PR #7464, opened 2019-08-04
node/selenium-webdriver/firefox.js: accept zip webextensions

glacambre:
Prior to this commit, the node.js firefox driver prevented loading
webextensions the name of which did not end in '.xpi'. This was not very
ergonomic as web-ext, the webextension-building tool created by Mozilla
, produces files the name of which ends in '.zip' by default.


glacambre:
@corevo thanks for pointing out where the test should be added :).

I believe everything's in order now, except the CI keeps failing. I think the reason it fails is that Travis tries to use an outdated cache. Could you clear my PR's cache and trigger a new build?

Issue #7390, opened 2019-07-15
Logs stopped working in ChromeDriver (c#)


alex-jitbit:
## 🐛 Bug Report

`driver.Manage().Logs.GetLog(LogType.Browser)` throws this exception now.

`System.NotImplementedException: unknown command: unknown command: session/f3cbd0a8ba58e1fe3e1e6d36dbdaf28e/se/logs`

OS: Windows 10
Browser: Chrome
Browser version: 75.0.3770.100
Browser Driver version: ChromeDriver 75.0.3770.140
Selenium.WebDriver: 4.0.0-alpha02

seky16:
As per [changelog](https://github.com/SeleniumHQ/selenium/blob/db9ce7fd52a6fea12be7121ff7cba1ab8d8d1771/dotnet/CHANGELOG#L19) I tried

> setting the UseSpecCompliantProtocol property of ChromeOptions to false

but it throws `OpenQA.Selenium.WebDriverException: invalid session id`.

Even tho `driver is ISupportsLogs` returns `true` (see [changelog](https://github.com/SeleniumHQ/selenium/blob/db9ce7fd52a6fea12be7121ff7cba1ab8d8d1771/dotnet/CHANGELOG#L24)) and `driver.Manage().Logs.AvailableLogTypes` returns both `browser` and `driver`, `driver.Manage().Logs.GetLog(logKind)` throws the mentioned `System.NotImplementedException` for both listed available types.

OS: Windows 10
Browser: Chrome
Browser version: 75.0.3770.142
Browser Driver version: ChromeDriver 75.0.3770.140
Selenium.WebDriver: 4.0.0-alpha02

lmtierney:
Please try this again with chrome 76

ashiitaka:
Got same issue 

System.NotImplementedException: 'unknown command: unknown command: session/35a408e6da14ce20d92c8ccb05e1d948/se/logs'

with 
WebDriver.Manage().Logs.GetLog(LogType.Browser);

OS: Windows 10
Browser: Chrome
Browser version:  76.0.3809.87
Browser Driver version: ChromeDriver 76.0.3809.68
Selenium.WebDriver: 4.0.0-alpha02

alex-jitbit:
@lmtierney me too, getting the same issue.

Chrome 76.0.3809.87
Chromedriver: 76.0.3809.68-beta

[...]

PR #7466, opened 2019-08-05
Issue 7390 - Changing GetCommand to PostCommand for GetLog

mmerrell:
I made this change, but I'm not expecting it to get merged yet--I need to learn how to build & test the dotnet bindings. Mainly I want to see if the build passes in lieu of being able to run locally.

### DIFF
--- a/dotnet/src/webdriver/Remote/RemoteWebDriver.cs
+++ b/dotnet/src/webdriver/Remote/RemoteWebDriver.cs
@@ -172,7 +172,7 @@ namespace OpenQA.Selenium.Remote
                 // Only add the legacy log commands if the driver supports
                 // retrieving the logs via the extension end points.
                 this.CommandExecutor.CommandInfoRepository.TryAddCommand(DriverCommand.GetAvailableLogTypes, new CommandInfo(CommandInfo.GetCommand, "/session/{sessionId}/se/log/types"));
-                this.CommandExecutor.CommandInfoRepository.TryAddCommand(DriverCommand.GetLog, new CommandInfo(CommandInfo.GetCommand, "/session/{sessionId}/se/logs"));
+                this.CommandExecutor.CommandInfoRepository.TryAddCommand(DriverCommand.GetLog, new CommandInfo(CommandInfo.PostCommand, "/session/{sessionId}/se/logs"));
             }
 
         }


dotnet/src/webdriver/Remote/RemoteWebDriver.cs
```diff
@@ -172,7 +172,7 @@ public RemoteWebDriver(ICommandExecutor commandExecutor, ICapabilities desiredCa
                 // Only add the legacy log commands if the driver supports
                 // retrieving the logs via the extension end points.
                 this.CommandExecutor.CommandInfoRepository.TryAddCommand(DriverCommand.GetAvailableLogTypes, new CommandInfo(CommandInfo.GetCommand, "/session/{sessionId}/se/log/types"));
-                this.CommandExecutor.CommandInfoRepository.TryAddCommand(DriverCommand.GetLog, new CommandInfo(CommandInfo.GetCommand, "/session/{sessionId}/se/logs"));
+                this.CommandExecutor.CommandInfoRepository.TryAddCommand(DriverCommand.GetLog, new CommandInfo(CommandInfo.PostCommand, "/session/{sessionId}/se/logs"));
```
szamacz: As per https://github.com/SeleniumHQ/selenium/issues/7390#issuecomment-518429009 also URL should be probably changed to one without trailing "s" ("/session/{sessionId}/se/log")

mmerrell:
This was obviated by @jimevans :)

giggio:
@mmerrell I noticed this was merged to `master`, but I think `master` will only end up on version 4, right? This should be backported to version 3 as well. I'm on `3.141.0` and the error occurs there too.

mmerrell:
This PR wasn't merged to master--@jimevans made his own change, which replaced this. I've already closed out this PR and deleted the branch. If you're seeing issues in the code at this point, I'd recommend submitting a PR with whatever needs to be done to fix it. 
MM

szamacz:
But @jimevans PR was merged do master as well and fix is only visible in version 4 as @giggio  mentioned. @mmerrell Can you make this change to be applied in version 3 as well, please?

diemol:
@szamacz as @mmerrell said, this PR was not merged, the fix was done through another commit.

In addition to that, fixes are not ported to already relased versions. So the option is to use the upcoming release of the next Selenium 4 alpha. Just check the releases in the upcoming days.

giggio:
If v4 was realeased I'd understand that, but it is still alpha, not even beta. What you are saying is that the users have to live with the bug on the stable version for maybe months, or use an unstable version. This is not cool. This has to be backported, as v3 also suffers from the problem.

cgoldberg:
> This has to be backported

Nothing is stopping you from backporting the fix and building it yourself.

PR #12038, opened 2023-05-15
Replace GetCallingAssembly with GetExecutingAssembly

MichalStrehovsky:
`GetCallingAssembly` is not supported with .NET 7 PublishAot.

It's not clear why `GetCallingAssembly` was chosen - `GetCallingAssembly` returns the assembly of the method that is calling this method. If two different assemblies were to call `ResourceUtilities.AssemblyVersion`, this code would cache the assembly of the first caller and produce what is essentially an incorrect result for the second caller.

Given the only caller of `ResourceUtilities.AssemblyVersion` is within the same assembly, it's likely `Assembly.GetExecutedAssembly()` was intended (it's also indicated by the name of the local variable).

Fixes dotnet/runtime#86202.
Fixes #8549 (that was won't fixed but it's the same problem).

Issue #8549, opened 2020-07-19
CoreRT AOT Execution Incompatibility


josephmoresena:
## 🐛 Bug Report

It is not possible to run a CoreRT compiled program using Selenium + FirefoxDriver. An exception occurs when trying to create instances of FirefoxOptions and FirefoxDriver.

## To Reproduce

Simply follow the instructions to create a console executable from the CoreRT repo and call some constructor for the FirefoxProfile and FirefoxDriver classes.

Compiling the program using CoreRT and when executing, an exception will appear in the lines of the call of said constructors due to the use of System.Reflection.Assembly.GetCallingAssembly () since it is not supported in the AOT environment of CoreRT.

Detailed steps to reproduce the behavior:

## Expected behavior

It was expected to be able to instantiate objects using the constructors of the FirefoxDriver and FirefoxProfile classes without getting any kind of exception or at least any solvable from the rd.xml file.

## Test script or set of commands reproducing this issue

	using System;
	using System.Runtime.InteropServices;
	using System.Text;
	using OpenQA.Selenium;
	using OpenQA.Selenium.Firefox;
	using System.Linq;
	using System.Threading;

	namespace ConsoleApp1
	{
		class Program
		{
			static Boolean isEncodingRegistered = !RuntimeInformation.FrameworkDescription.Contains("Core");

			static FirefoxDriverService service;
			static IWebDriver webDriver;

			private static void RegisterEncoding()
			{
				if (!isEncodingRegistered)
				{
					Encoding.RegisterProvider(CodePagesEncodingProvider.Instance);
					isEncodingRegistered = true;
				}
			}

			static Program()
			{
				RegisterEncoding();
				string driverPath = $@"{AppDomain.CurrentDomain.BaseDirectory}";

				service = FirefoxDriverService.CreateDefaultService(driverPath);
				Console.WriteLine("SERVICE");
				FirefoxOptions options = new FirefoxOptions();
				Console.WriteLine("OPTIONS");
				options.AcceptInsecureCertificates = true;
				options.UseLegacyImplementation = true;
				options.Profile = new FirefoxProfile();
				Console.WriteLine("PROFILE");
				webDriver = new FirefoxDriver(service, options);
				Console.WriteLine("DRIVER");
				webDriver.Navigate().GoToUrl("https://www.selenium.dev/");			
				webDriver.FindElements(By.ClassName("nav-item")).FirstOrDefault().Click();
[...]

PR #11871, opened 2023-04-06
[dotnet] Use selenium manager in tests

nvborisenko:
**Thanks for contributing to Selenium!**
Related to #11304 

Now it's not necessary to store driver binaries on machine where tests are executing, Selenium Manager does it.

To tests these changes: remove `c:\Projects\WebDriverServers\` directory and tests should be passed.

### Types of changes

- [ ] Bug fix (non-breaking change which fixes an issue)
- [ ] New feature (non-breaking change which adds functionality)
- [ ] Breaking change (fix or feature that would cause existing functionality to change)

### Checklist

- [ ] I have read the [contributing](https://github.com/SeleniumHQ/selenium/blob/trunk/CONTRIBUTING.md) document.
- [ ] My change requires a change to the documentation.
- [ ] I have updated the documentation accordingly.
- [ ] I have added tests to cover my changes.
- [x] All new and existing tests passed.

PR #12045, opened 2023-05-15
[dotnet] Be more friendly for single file publishing and native compilation

nvborisenko:
### Description
No major changes, just use APIs  which are supported in native compilation.

### Motivation and Context
Selenium is a library, and I don't see reasons why this library cannot be friendly for native compilation.

Addresses:
- https://github.com/dotnet/runtime/issues/86202
- https://github.com/SeleniumHQ/selenium/pull/12038
- https://github.com/SeleniumHQ/selenium/issues/8549

### Area to be improved
"selenium-manager.exe" is packed in nuget package. When user consumes nuget package, then binaries (for all platforms) are copied to user's output. In case of single file publishing the situation is resolved in this PR - binaries are copied to output as they are expected to be there.

In case of native compilation (`PublishAOT` build property we need to be smarter:
- Include selenium-manager as embedded resource into user's assembly
- Try to look up selenium-manager from embedded resources if there are no binaries on the disk


dotnet/src/webdriver/SeleniumManager.cs
```diff
@@ -38,8 +39,45 @@ namespace OpenQA.Selenium
     /// </summary>
     public static class SeleniumManager
     {
-        private static string basePath = System.IO.Path.GetDirectoryName(Assembly.GetExecutingAssembly().Location);
-        private static string binary;
+        private readonly static string binaryFullPath;
+
+        static SeleniumManager()
+        {
+#if !NET45
```
titusfortner: Since it's only one argument, I think we should switch these and use `if NET45`.

dotnet/src/webdriver/SeleniumManager.cs
```diff
@@ -50,7 +88,7 @@ public static class SeleniumManager
         /// </returns>
         public static string DriverPath(DriverOptions options)
         {
-            var binaryFile = Binary;
+            var binaryFile = binaryFullPath;
```
titusfortner: Do we need this assignment? Can't we just use `binaryFullPath` everywhere once it is defined?

titusfortner (commented):
Were you able to build this to test that Selenium Manager works with the changes? I just created #12047 which could help with that.

nvborisenko:
CI for .net building already uses selenium manager (cannot put a link to PR cauze I am on mobile).

nvborisenko:
Ah, and yes, I have tested it locally.

dotnet/src/webdriver/SeleniumManager.cs
nvborisenko: Done, thanks for the feedback.

dotnet/src/webdriver/SeleniumManager.cs
nvborisenko: Good catch, fixed.

nvborisenko:
Link to Pr where selenium manager is used for internal testing by default: https://github.com/SeleniumHQ/selenium/pull/11871

diemol (approved):

fake119:
Hello. When would you deploy new binary with this fix?

diemol:
End of May we plan to do a new release.

NCLnclNCL:
Fix ?? Bro

NCLnclNCL:
> End of May we plan to do a new release.

When update bro

titusfortner:
soon. we'll announce it on our blog when it is ready — https://www.selenium.dev/blog/

PR #12051, opened 2023-05-16
[dotnet] Avoid try/catch while working with known types in Selenium Manager

nvborisenko:
### Description
This approach is more convenient little bit.

### Motivation and Context
When debugging unit tests, debugger always stops in `try/catch` block.

### Types of changes

### Checklist

### DIFF
--- a/common/mirror/selenium
+++ b/common/mirror/selenium
@@ -102,9 +102,6 @@
       },
       {
         "browser_download_url": "https://github.com/SeleniumHQ/selenium/releases/download/selenium-4.8.0/selenium-server-4.8.3.zip"
-      },
-      {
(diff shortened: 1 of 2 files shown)


titusfortner:
The reason for the try/catch is that Selenium Manager is in beta and not fully featured, so we don't want users to get errors related to Selenium Manager, yet, because they can't do anything to fix it. We want the error message to include what they can do something about: "put drivers on path"

I think the next step is a custom Selenium Manager Error and link to how to debug problems (logging, submitting issues, etc)

nvborisenko:
I just reworked small piece of code, logically it still the same, but debugger is happy now. Ah, and performance of this piece became better if it's relevant.

titusfortner:
Where are potential errors getting caught, then?

diemol (approved):
Thank you, this is a better solution than the one I coded.

PR #12061, opened 2023-05-18
[dotnet] Correct product version in http user agent

nvborisenko:
### Description
It puts correct version in http request header like `4.9.1` rather than `4.0.0`. Assembly version is still `4.0.0` which is correct. It is achieved via `AssemblyInformationalVersion` attribute set in bazel.

### Motivation and Context
Highlight correct product version to track usage of selenium.

### Types of changes

### Checklist


dotnet/src/webdriver/Internal/ResourceUtilities.cs
nvborisenko, line 1: Should we remove unused `AssemblyVersion` method?

diemol: Yes, if it is not used, we should remove it.

nvborisenko: Removed.

diemol (approved):
Thank you, @nvborisenko!

PR #12063, opened 2023-05-18
[dotnet] Fix building errors of the solution in VS via isolating output path per project

nvborisenko:
### Description
This PR fixes errors like

image

### Motivation and Context
`WebDriver.NET` solution consists of many projects, and each of them has one shared folder to built into it (`/build/dotnet/cli`). When we build solution, there is a chance to get inconsistent build process like:
- files are always overridden
- especially when building projects concurrently

[Microsoft paid an attention on this situation](https://learn.microsoft.com/en-us/dotnet/core/compatibility/sdk/7.0/solution-level-output-no-longer-valid)

### Types of changes

### Checklist

### DIFF
--- a/.gitignore
+++ b/.gitignore
@@ -80,6 +80,7 @@ selenium.egg-info/
 third_party/java/jetty/jetty-repacked.jar
 *.user
 *.cache
+bin/
 obj/
 *.opensdf
 *.suo
--- a/.gitignore
+++ b/.gitignore
@@ -80,7 +80,7 @@ selenium.egg-info/
 third_party/java/jetty/jetty-repacked.jar
 *.user
 *.cache
-bin/
+dotnet/**/bin/
 obj/
 *.opensdf
 *.suo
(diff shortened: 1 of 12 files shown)


.gitignore
```diff
@@ -80,6 +80,7 @@ selenium.egg-info/
 third_party/java/jetty/jetty-repacked.jar
 *.user
 *.cache
+bin/
```
nvborisenko: This is dangerous, this `bin` folder might be used by some other language specific project. I may propose to move this entry into `.gitignore` especially for `dotnet` (creating another gitignore file? or be more specific here)

titusfortner: Since this is a different issue from fixing build errors, I think you should remove the change from this PR and make a new PR with what you think is correct along with an explanation why. Then we can maintain documentation for each of these things.

nvborisenko: Fixed, now it looks safer. Using `dotnet/**/bin/` in gitignore

diemol (approved):
Thank you, @nvborisenko!

PR #12070, opened 2023-05-19
[java] JdkHttpClient - Downgrade the method for a 303 redirect

### LINKED ISSUE #12069: [🐛 Bug]: Timeout when running Saucelabs tests on Selenium 4.9.0+ using JdkHttpClient
### What happened?

When running multiple Saucelabs tests in parallel we see a lot of timeouts when trying to upgrade from Selenium 4.8.3 to 4.9.0. 

The errors are timeouts creating drivers or `org.openqa.selenium.WebDriverException: Invalid message: ERROR Internal Server Error` or `Caused by: org.openqa.selenium.SessionNotCreatedException: Could not start a new session. Handshake response does not match any supported protocol` (which might be that same but obfuscated because of #11927)

After bisecting the issue, we see that this is caused by #11816. It seems a bit like Saucelabs uses redirects when waiting for a session to be available and Selenium no longer correctly follows those

```shell
https://github.com/vaadin/testbench/pull/1645 is our test PR which shows the problem when run in our CI. Not sure how to reproduce it elsewhere as it does not reproduce locally. Potentially by running more tests in parallel than available Saucelabs slots, so the tests have to wait for a driver for more than 30-60s.
```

Exercise instructions:
Exactly as they appear, please write out the lines from the opening of the listing above down to the line containing "but it throws", with both end lines included.

Completed exercise:
PR #7464, opened 2019-08-04
node/selenium-webdriver/firefox.js: accept zip webextensions

glacambre:
Prior to this commit, the node.js firefox driver prevented loading
webextensions the name of which did not end in '.xpi'. This was not very
ergonomic as web-ext, the webextension-building tool created by Mozilla
, produces files the name of which ends in '.zip' by default.


glacambre:
@corevo thanks for pointing out where the test should be added :).

I believe everything's in order now, except the CI keeps failing. I think the reason it fails is that Travis tries to use an outdated cache. Could you clear my PR's cache and trigger a new build?

Issue #7390, opened 2019-07-15
Logs stopped working in ChromeDriver (c#)


alex-jitbit:
## 🐛 Bug Report

`driver.Manage().Logs.GetLog(LogType.Browser)` throws this exception now.

`System.NotImplementedException: unknown command: unknown command: session/f3cbd0a8ba58e1fe3e1e6d36dbdaf28e/se/logs`

OS: Windows 10
Browser: Chrome
Browser version: 75.0.3770.100
Browser Driver version: ChromeDriver 75.0.3770.140
Selenium.WebDriver: 4.0.0-alpha02

seky16:
As per [changelog](https://github.com/SeleniumHQ/selenium/blob/db9ce7fd52a6fea12be7121ff7cba1ab8d8d1771/dotnet/CHANGELOG#L19) I tried

> setting the UseSpecCompliantProtocol property of ChromeOptions to false

but it throws `OpenQA.Selenium.WebDriverException: invalid session id`.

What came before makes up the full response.